- [TASK TO CARRY OUT]:
In the records below, the lines from the one with "In research, users" through the last are to be printed exactly, and nothing else.

- [Stored records]:
━━━━━━━━━━━━━━━━━━━━━━━━━━━━━━
PR #487, opened 2018-11-16
Make image messages consistent

kevindew:
This drops our mention of SVG as we don't support these yet
(unfortunately the guidance link may contradict that but then there's
various things in that document that currently don't accurate represent
Content Publisher.

It also drops the oxford comma and our use of jpg and jpeg.

### DIFF
--- a/config/locales/en/document_images/index.yml
+++ b/config/locales/en/document_images/index.yml
@@ -2,7 +2,7 @@ en:
   document_images:
     index:
       title: "Images for ‘%{title}’"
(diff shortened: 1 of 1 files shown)


config/locales/en/document_images/index.yml
```diff
@@ -13,7 +13,7 @@ en:
         upload_requirements:
           title: You need to
           no_file_selected: Select a file to upload
-          invalid_format: Select a a jpg, jpeg, png or gif image file
+          invalid_format: Select a a jpg, png or gif image file
```
leenagupte: @kevindew Typo police: "a a"?

kevindew: gold ⭐️to you @leenagupte

PR #494, opened 2018-11-19
Add link to raise support request

soniaturcotte:
In research, users thought they should use the feedback form for technical support. In private beta, we should be super clear about where they should go when they need help.

https://trello.com/c/WOEm2VQ2/452-review-the-entire-app-for-design-fixes


kevindew:
@soniaturcotte I've amended your commit here I fixed an extra comma in `<%= Plek.new.external_url_for("support") + "/technical_fault_report/new", %>` and added the key to the translation file.

It looks like this:

screen shot 2018-11-20 at 18 11 08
━━━━━━━━━━━━━━━━━━━━━━━━━━━━━━
- [EXERCISE ANSWER]:
In research, users thought they should use the feedback form for technical support. In private beta, we should be super clear about where they should go when they need help.

https://trello.com/c/WOEm2VQ2/452-review-the-entire-app-for-design-fixes


kevindew:
@soniaturcotte I've amended your commit here I fixed an extra comma in `<%= Plek.new.external_url_for("support") + "/technical_fault_report/new", %>` and added the key to the translation file.

It looks like this:

screen shot 2018-11-20 at 18 11 08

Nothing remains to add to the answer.